### [Collected data]
————————
PR #4027, opened 2019-04-22
fixing schema sync of enum columns

Kononnable:
Enabling tests added in #3889. Original issue was resolved some time ago, however tests failed because we had some issues with synchronizing enum types.
Typeorm didn't know how to act when enum type had different name then generated one(name was changed manually/column wasn't created by typeorm in the first place) and schema sync was failing.

### DIFF
--- a/src/driver/postgres/PostgresQueryRunner.ts
+++ b/src/driver/postgres/PostgresQueryRunner.ts
@@ -318,6 +318,7 @@ export class PostgresQueryRunner extends BaseQueryRunner implements QueryRunner 
             .filter(column => column.type === "enum" || column.type === "simple-enum")
             .map(async column => {
                 const hasEnum = await this.hasEnumType(table, column);
+                // TODO: Should also check if values of existing type matches expected ones
                 if (!hasEnum) {
                     upQueries.push(this.createEnumTypeSql(table, column));
                     downQueries.push(this.dropEnumTypeSql(table, column));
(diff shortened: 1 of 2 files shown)


src/driver/postgres/PostgresQueryRunner.ts
```diff
@@ -1993,6 +1996,22 @@ export class PostgresQueryRunner extends BaseQueryRunner implements QueryRunner
         }).join(".");
     }
 
+    protected async getEnumTypeName(table: Table, column: TableColumn) {
```
Kononnable: Postgres type name is used only during schema sync/migration, so I've added a new method instead of adding another property to TableColumn.

I can add JSDoc comment before method definition, but tbh. I'm not much of a fan of that. Comments have a tendency of being forgotten when functionality changes and quickly becomes out of date(and in many cases don't bring much more info than function name - just look at the function above this one).

romain-gilliotte:
Thanks a lot!
This should solve the problem we've been having on our project (as typeorm users), and that motivated my initial PR :)

It's pretty cool to come back from holidays and see that this new PR aiming to fix the issue was submitted

IMHO those issues with naming in pgsql are there because postgresql seems to be the only database where `enum` and `sequences` need to be named.
There are no tests and I did not check, but it is likely that typeorm has the same issues with `sequence` naming than with `enums`

Would it make sense to move the code that is responsible for naming those to `src/naming-strategy/DefaultNamingStrategy.ts` instead of having everything in the driver?

This would allow the code of PostgreSQL driver to be shorter / easier to read as names will be handled the same way as with FKs, indexes, etc... and it would allow users to override the naming strategy if they wish.

pleerock:
We need a review from @AlexMesser

src/driver/postgres/PostgresQueryRunner.ts
```diff
@@ -901,10 +904,8 @@ export class PostgresQueryRunner extends BaseQueryRunner implements QueryRunner
 
             // if primary key have multiple columns, we must recreate it without dropped column
             if (clonedTable.primaryColumns.length > 0) {
-                const pkName = this.connection.namingStrategy.primaryKeyName(clonedTable.name, clonedTable.primaryColumns.map(column => column.name));
```
AlexMesser: can you please explain this change?

Kononnable: Unfortunately I can't.
I have no idea why I've changed it like that and when I look at it right now it just feels wrong. This code changes primary key and has nothing to do with enum type.

I remember working on it(took me a while to realize why `primaryColumns.length` is compared to 0), but I no longer think it's a valid change. I've checked changes after making PR, so at the time I thought change was necessary. I'll remove them since I have no clue why it is there and it looks like it would break functionality instead of fixing it.

Thanks for pointing that out.

src/driver/postgres/PostgresQueryRunner.ts
```diff
@@ -479,13 +480,14 @@ export class PostgresQueryRunner extends BaseQueryRunner implements QueryRunner
         });
 
         // rename ENUM types
-        newTable.columns
+        await Promise.all(newTable.columns
```
pleerock: I think its better to run them in sequence to prevent different side effects

TheNoim:
I am pretty sure this pr introduced this issue: #4350 I prepared a fix. However, I don't have any idea how to write a test for it.

PR #4035, opened 2019-04-23
adds an option to control whether columns are inserted by default

### LINKED ISSUE #85: Column option insert: false, update: false
JPA provides a column option {insert: false, update: false} that allows to exclude the column from insert and update statements, respectively.
It would be nice to add this feature to typeorm : can be really useful with columns updated internally in the database.
Also this feature may be a first step towards columns defined as formulas (ex: subselect)
I can contribute.

By the way, thank for your work on typeorm. Javascript was missing an ORM of this quality !

paulfitz:
This adds an `insert` option, analogous to the existing `select` and `readonly` options, for use in the `Column` decorator.  Just like a column specified with `@Column({select: false})` will not be selected by default in queries, and a column with`@Column({readonly: true;})` will not be `UPDATE`d, a column specified with `@Column({insert: false})` will not be inserted by default in `INSERT`s.

Adds a test to verify that an entity can be created even if an alleged column is not present, if that column is marked `insert: false`.

I believe this fixes #85, and is relevant to (though not the same as) the work in #2150.


pleerock:
Shall we deprecate `readonly` and introduce a `update` with the same functionality to prevent naming confusion?

test/github-issues/85/issue-85.ts
```diff
@@ -0,0 +1,35 @@
...
+    before(async () => connections = await createTestingConnections({
+        entities: [__dirname + "/entity/*{.js,.ts}"],
+        schemaCreate: true,
+        dropSchema: true
+    }));
+    beforeEach(() => reloadTestingDatabases(connections));
+    after(() => closeTestingConnections(connections));
+
+  it("should be able to have a non-inserted Column", () => Promise.all(connections.map(async connection => {
+    const queryRunner = connection.createQueryRunner();
```
pleerock: you **must** release queryRunner or CI will fail sometimes

pleerock: also, not sure Ive got meaning of this test. If you don't want to allow values to be inserted I guess you need to set a `DEFAULT` or don't set anything at all and write some value into entity before calling `save` then assert if value isn't equal to the value you wrote and equal to DEFAULT or null if you didn't set a default.

paulfitz: Thanks for the tip, I've released the `queryRunner`.  I also added a simpler, more intuitive test, and then documented my somewhat weirder one a bit better (I hope).

paulfitz:
> Shall we deprecate `readonly` and introduce a `update` with the same functionality to prevent naming confusion?

I'd be happy to include that in this PR, given that you're in favor of it.  To deprecate something in typeorm, is it sufficient to add a @deprecated tag in the right place, and a note to the ChangeLog?

pleerock:
> I'd be happy to include that in this PR, given that you're in favor of it. To deprecate something in typeorm, is it sufficient to add a @deprecated tag in the right place, and a note to the ChangeLog?

correct. Feel free to do that if you are able to!

paulfitz:
@pleerock I was tracing the current `readonly` flag so I could add `update` instead (slightly non-trivial since the logic is inverted).  I trace the effect of the flag to `ColumnMetaData.isReadonly`, but then I can't find a place where that flag is read.  I tried working back from the unit test in `test/functional/columns/readonly/columns-readonly.ts` but that test looks strange, it seems to expect all columns to change including the one marked `readonly`.  I've found an existing discussion of this at https://github.com/typeorm/typeorm/pull/2749#discussion_r240050076.  In summary, the existing implementation of `readonly` looks broken, so I'm scared about touching it in this PR since it'll be hard to validate the changes.

pleerock:
@paulfitz maybe you just deprecate it and introduce new update: boolean parameter that would do what readonly supposed to do? I won't break any exist functionality, right?

paulfitz:
@pleerock I took a shot at implementing the `update` option, deprecating `readonly`, leaving the existing `readonly` test untouched and adding a new test for `update`+`insert` options.  Let me know how it feels.

CHANGELOG.md
```diff
@@ -17,6 +17,7 @@ feel free to ask us and community.
 * sqlite date hydration is susceptible to corruption ([#3949](https://github.com/typeorm/typeorm/issues/3949))
 * fixed mongodb uniques, support 3 ways to define uniques ([#3986](https://github.com/typeorm/typeorm/pull/3986))
 * fixed mongodb TTL index ([#4044](https://github.com/typeorm/typeorm/pull/4044))
+* deprecate column `readonly` option in favor of `update` and `insert` options ([#4035](https://github.com/typeorm/typeorm/pull/4035))
```
pleerock: since 0.2.17 has been released this should be moved into new section. damn hate it.

pleerock:
Thank you very much for this amazing PR!

CHANGELOG.md
Kononnable: The only thing I can think of which could minimize this is to use some kind of changelog generator, but to make it work we would have to write commit messages in specific format.
We wouldn't have to fore contributors to do so - changing messages of merge commits should be enough. Which means a bit more work when merging PRs(decide if change should be seen in changelog, and what entry should be added there).

pleerock: I guess it will be our job - change title before merging. Thats okay I think... we need to find some good changelog generator solution then.

Issue #3993, opened 2019-04-15
Rename default table used in query caching


DarkInsight85:
**Issue type:**

[X] question
[ ] bug report
[X] feature request
[ ] documentation issue

**Database system/driver:**

[ ] `cordova`
[ ] `mongodb`
[ ] `mssql`
[X] `mysql` / `mariadb`
[ ] `oracle`
[ ] `postgres`
[ ] `cockroachdb`
[ ] `sqlite`
[ ] `sqljs`
[ ] `react-native`
[ ] `expo`

**TypeORM version:**

[ ] `latest`
[ ] `@next`
[X] `0.2.7` (or put your version here)

Hi, for the default table "query-result-cache" used in caching, is there a way to rename this table?

Kononnable:
No, it's not possible right now but it should be easy to make a PR with such enhancement if you need it. 
`src/cache/DbQueryResultCache.ts` is the file where this name is defined. If you want to change it to be customizable there should be another property in connection options through which new name could be passed.

YehezkielSaputra:
@Kononnable Just for your information, I have created some changing based on this issue but I have no access to push my commit and create Pull Request.
Would you please help me solve this issue?
Any of your help would be appreciated.

PR #4040, opened 2019-04-24
Fixing Issue # 3993 - Rename default table used in query caching

YehezkielSaputra:
Please refer to :
https://github.com/typeorm/typeorm/issues/3993


src/connection/BaseConnectionOptions.ts
```diff
@@ -133,6 +133,11 @@ export interface BaseConnectionOptions {
          */
         readonly duration?: number;
 
+        /**
+         * Configurable Table Name or query-result-cache as Default.
+         */
+        readonly cacheTableName?: string;
```
vlapo: We should move this option inside `options` property as this is setting only for "database" type of cache. 

Also `tableName` should be sufficient. It is already inside of `cache` object so `cache` prefix is not necessary.

src/cache/DbQueryResultCache.ts
```diff
@@ -28,7 +28,8 @@ export class DbQueryResultCache implements QueryResultCache {
     constructor(protected connection: Connection) {
 
         const options = <SqlServerConnectionOptions|PostgresConnectionOptions>this.connection.driver.options;
-        this.queryResultCacheTable = this.connection.driver.buildTableName("query-result-cache", options.schema, options.database);
+        const cacheOptions = typeof this.connection.options.cache === "object" ? this.connection.options.cache : {};
+        this.queryResultCacheTable = this.connection.driver.buildTableName(cacheOptions.cacheTableName || "query_result_cache" , options.schema, options.database);
```
vlapo: Previous default table name was "query-result-cache" not "query_result_cache". Please be careful. 

*My personal preference (optional):
Maybe expose this part `cacheOptions.cacheTableName || "query_result_cache"` as separate variable. For me it is more readable in cases long lines.*

src/connection/BaseConnectionOptions.ts
```diff
@@ -133,6 +133,11 @@ export interface BaseConnectionOptions {
          */
         readonly duration?: number;
 
+        /**
+         * Configurable Table Name or query-result-cache as Default.
```
vlapo: Yes I know I am perfectionist but more clear comment is:
```ts
/**
 * Configurable table name for "database" type cache.
 * Default value is "query-result-cache"
 */
```

src/connection/BaseConnectionOptions.ts
```diff
@@ -119,7 +119,15 @@ export interface BaseConnectionOptions {
         /**
          * Used to provide redis connection options.
          */
-        readonly options?: any;
+        readonly options?: any | {
```
pleerock: `options` are just some options to be sent to underlying caching driver, you shouldn't use it for your new option. Move tableName one level up.

YehezkielSaputra: ok noted, thanks

src/cache/DbQueryResultCache.ts
YehezkielSaputra: Hi @vlapo 
Noted with thanks.
I have changed as you requested.
Unfortunately, I couldn't add a new feature in file CHAGELOG.md since I don't have access to add it.
Please lemme know if there is anything else I could.

src/connection/BaseConnectionOptions.ts
```diff
@@ -1,8 +1,8 @@
-import {EntitySchema} from "../entity-schema/EntitySchema";
-import {LoggerOptions} from "../logger/LoggerOptions";
-import {NamingStrategyInterface} from "../naming-strategy/NamingStrategyInterface";
-import {DatabaseType} from "../driver/types/DatabaseType";
-import {Logger} from "../logger/Logger";
+import { EntitySchema } from "../entity-schema/EntitySchema";
+import { LoggerOptions } from "../logger/LoggerOptions";
+import { NamingStrategyInterface } from "../naming-strategy/NamingStrategyInterface";
+import { DatabaseType } from "../driver/types/DatabaseType";
+import { Logger } from "../logger/Logger";
```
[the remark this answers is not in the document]
Kononnable: Some IDEs autoformat code on save. There was a change latter in this file and I guess that's why whole file is formatted.
If we disable whitespace changes in git ui it looks much cleaner.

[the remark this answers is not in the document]
YehezkielSaputra: @Kononnable Yes, you're right. It was autoformatted, but I have reverted it back.
@vlapo Thanks for noticing it.

pleerock:
Thanks guys!

PR #4892, opened 2019-10-10
feat: export Migration Execution API from main package (fixes #4880)

### LINKED ISSUE #4880: Make MigrationExecutor API more controllable and public
**Issue type:**

[ ] question
[ ] bug report
[x] feature request
[ ] documentation issue

**Database system/driver:**

Doesn't apply to a specific driver.

**TypeORM version:**

[x] `latest`
[ ] `@next`

I'd like to use MigrationExecutor to deal with migrations myself, today all that can be done is calling `runMigrations`, and a few other methods.

In my scenario, if by some reason a duplicated table/column error is thrown I'd like to ignore this migration, add it to done migrations and call the next one, this is impossible without calling MigrationExecutor private API or reimplementing it.

This is a piece of code that show how I'm doing it today:

```ts
import { Connection, QueryRunner } from 'typeorm/browser'
import { MigrationExecutor } from 'typeorm/browser/migration/MigrationExecutor'
import _ from 'lodash'

const IGNORED_ERRORS = [
  /table .+ already exists/i,
  /index .+ already exists/i,
  /duplicate column name/i,
  /no such table: .+/i,
  /no such index: .+/i,
].map(r => new RegExp(r))

export class DatabaseMigrationService {
  executor: any
  queryRunner: QueryRunner

  constructor(connection: Connection) {
    this.executor = new MigrationExecutor(connection)
    this.queryRunner = this.executor.queryRunner || connection.createQueryRunner('master')
  }

  call() {
    const queryRunner = this.queryRunner

    return new Promise(async (resolve, reject) => {
      try {
        const migrations: Migration[] = this.executor.getMigrations()
        const doneMigrations = await this.executor.loadExecutedMigrations(queryRunner)
        const newMigrations: any = _.reject(migrations, migration =>
          _.find(doneMigrations, ['timestamp', migration.timestamp])
        )

        _.each(newMigrations, async migration => await this.executeMigration(queryRunner, migration))

        resolve()
      } catch (e) {
        reject(e)
      } finally {
        if (this.queryRunner) {
          this.queryRunner.release()
        }
      }
    })
  }

  executeMigration(queryRunner: QueryRunner, migration: Migration): Promise<boolean> {
    this.executor.transaction = false

    return new Promise(async (resolve, reject) => {
      try {
        this.registerLog(`Migration ${migration.name} started`)

        await (migration.instance as any).up(queryRunner)
        await this.insertExecutedMigration(migration)

        resolve(true)
      } catch (e) {
        this.registerLog(e.message, { level: 'ERROR' })

        if (this.shouldIgnoreError(e)) {
          this.insertExecutedMigration(migration)
          resolve(true)
        } else {
          reject(e)
        }
      } finally {
        this.registerLog(`Migration ${migration.name} finished`)
      }
    })
  }

  shouldIgnoreError(error: Error): boolean {
    return _.some(IGNORED_ERRORS, r => r.test(error.message))
  }

  registerLog(content: string, props = {}) {
    // register this with external apis ...
  }

  insertExecutedMigration(migration: Migration) {
    return this.executor.insertExecutedMigration(this.queryRunner, migration)
  }
}
```

I'd like to propose this changes:

- Make getMigrations, loadExecutedMigrations, insertExecutedMigration, deleteExecutedMigration, methods public
- Make `import { MigrationExecutor } from 'typeorm'` available
- Maybe add/rename some methods (ie.: showMigrations could be hasMigrationsPending, while showMigrations could be preserved as a way to log migration status), add getPendingMigrations, rename/add loadExecutedMigrations to getDoneMigrations, and maybe other methods

If this is approved I could put a work on it.

leonardofalk:
This may need a lot of rework and review, but it describes what I tried to explain in #4880

### DIFF
--- a/src/migration/MigrationExecutor.ts
+++ b/src/migration/MigrationExecutor.ts
@@ -52,6 +52,78 @@ export class MigrationExecutor {
     // -------------------------------------------------------------------------
 
     /**
+     * Tries to execute a single migration given.
+     */
+    public async executeMigration(migration: Migration): Promise<Migration> {
+        return this.withQueryRunner(async (queryRunner) => {
+            await this.createMigrationsTableIfNotExist(queryRunner);
+            await (migration.instance as any).up(queryRunner);
+            await this.insertExecutedMigration(queryRunner, migration);
+
+            return migration;
+        });
+    }
+
+    /**
+     * Returns an array of all migrations.
+     */
+    public async getAllMigrations(): Promise<Migration[]> {
+        return Promise.resolve(this.getMigrations());
+    }
+
+    /**
+     * Returns an array of all executed migrations.
+     */
+    public async getExecutedMigrations(): Promise<Migration[]> {
+        return this.withQueryRunner(async queryRunner => {
+            await this.createMigrationsTableIfNotExist(queryRunner);
+
+            return await this.loadExecutedMigrations(queryRunner);
+        });
+    }
+
+    /**
+     * Returns an array of all pending migrations.
+     */
+    public async getPendingMigrations(): Promise<Migration[]> {
+        const allMigrations = await this.getAllMigrations();
+        const executedMigrations = await this.getExecutedMigrations();
+
+        return allMigrations.filter(migration =>
+            executedMigrations.find(
+                executedMigration =>
+                    executedMigration.name === migration.name
+            )
+        );
+    }
+
+    /**
+     * Inserts an executed migration.
+     */
+    public insertMigration(migration: Migration): Promise<void> {
+        return new Promise((resolve, reject) => {
+            this.withQueryRunner(queryRunner => {
+                this.insertExecutedMigration(queryRunner, migration)
+                    .then(resolve)
+                    .catch(reject);
+            });
+        });
+    }
+
+    /**
+     * Deletes an executed migration.
+     */
+    public deleteMigration(migration: Migration): Promise<void> {
+        return new Promise((resolve, reject) => {
+            this.withQueryRunner(queryRunner => {
+                this.deleteExecutedMigration(queryRunner, migration)
+                    .then(resolve)
+                    .catch(reject);
+            });
+        });
+    }
+
+    /**
      * Lists all migrations and whether they have been executed or not
      * returns true if there are unapplied migrations
      */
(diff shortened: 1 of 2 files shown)


src/migration/MigrationExecutor.ts
```diff
@@ -48,6 +48,40 @@ export class MigrationExecutor {
...
+        return this.withQueryRunner(async (queryRunner) => {
+            await this.createMigrationsTableIfNotExist(queryRunner);
+            await (migration.instance as any).up(queryRunner);
+            await this.insertExecutedMigration(queryRunner, migration);
+
+            return migration;
+        })
+    }
+
+    public async getAllMigrations(): Promise<Migration[]> {
```
pleerock: why do we need it if we already have getMigrations ?

pleerock:
Think we can merge it.. but tests are failing because of tslint errors, can you please fix them

src/migration/MigrationExecutor.ts
leonardofalk: getMigrations is a protected method where this one is part of the public API proposed returning a Promise<Mutation[]>, like its sibling methods getExecutedMigrations and getPendingMigrations.

leonardofalk:
> Think we can merge it.. but tests are failing because of tslint errors, can you please fix them

Yeah I can fix it, I was hoping to get some feedback first, because there are some other changes in the original issue which needs to be done, if they make any sense.

pleerock:
For me those methods don't make sense since I never had such use case. But we still can make some methods public if users need it. I would like to hear other people opinions around this question but looks like nobody is interested

src/migration/MigrationExecutor.ts
pleerock: not sure about it. Not sure we really need this "all" name. But we can left it as you did.

leonardofalk: I just thought that for consistency they should all return promises instead and I didn't want to introduce any changes to current behaviour. I'll change getMigrations to return a Promise and make it public, if that's ok.

pleerock: choose any approach you prefer

leonardofalk:
> Think we can merge it.. but tests are failing because of tslint errors, can you please fix them

Done.

PR #4893, opened 2019-10-10
Fix CreateDateColumn and UpdateDateColumn defaults

Elassyo:
This fixes an issue where the default for columns using CreateDateColumn and UpdateDateColumn are considered as changed because the database server reports the default for these columns with the CURRENT_TIMESTAMP function in lowercase.

### DIFF
--- a/src/driver/mysql/MysqlDriver.ts
+++ b/src/driver/mysql/MysqlDriver.ts
@@ -232,10 +232,10 @@ export class MysqlDriver implements Driver {
     mappedDataTypes: MappedColumnTypes = {
         createDate: "datetime",
         createDatePrecision: 6,
-        createDateDefault: "CURRENT_TIMESTAMP(6)",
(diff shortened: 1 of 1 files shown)


SteveByerly:
wouldn't it be better to fix the part that does the comparison in case this behavior differs between environments?

pleerock:
@SteveByerly is right, but we need to make sure to lowercase not all defaults, but only for those type of columns

Elassyo:
What other drivers have a lowerDefaultValueIfNecessary method to convert the schema column default values to lowercase before comparing them with the database column metadata.
The MySQL driver doesn't have this so it seems that all default values are compared in a case sensitive way so the problem isn't limited to CreateDateColumn and UpdateDateColumn.

pleerock:
> it seems

Schema sync is dangerous place to change. We need to make sure before changes.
————————
Transcribe, word for word, the data above from its first line through the line with "--- a/src/driver/postgres/PostgresQueryRunner.ts", and include nothing else.

PR #4027, opened 2019-04-22
fixing schema sync of enum columns

Kononnable:
Enabling tests added in #3889. Original issue was resolved some time ago, however tests failed because we had some issues with synchronizing enum types.
Typeorm didn't know how to act when enum type had different name then generated one(name was changed manually/column wasn't created by typeorm in the first place) and schema sync was failing.

### DIFF
--- a/src/driver/postgres/PostgresQueryRunner.ts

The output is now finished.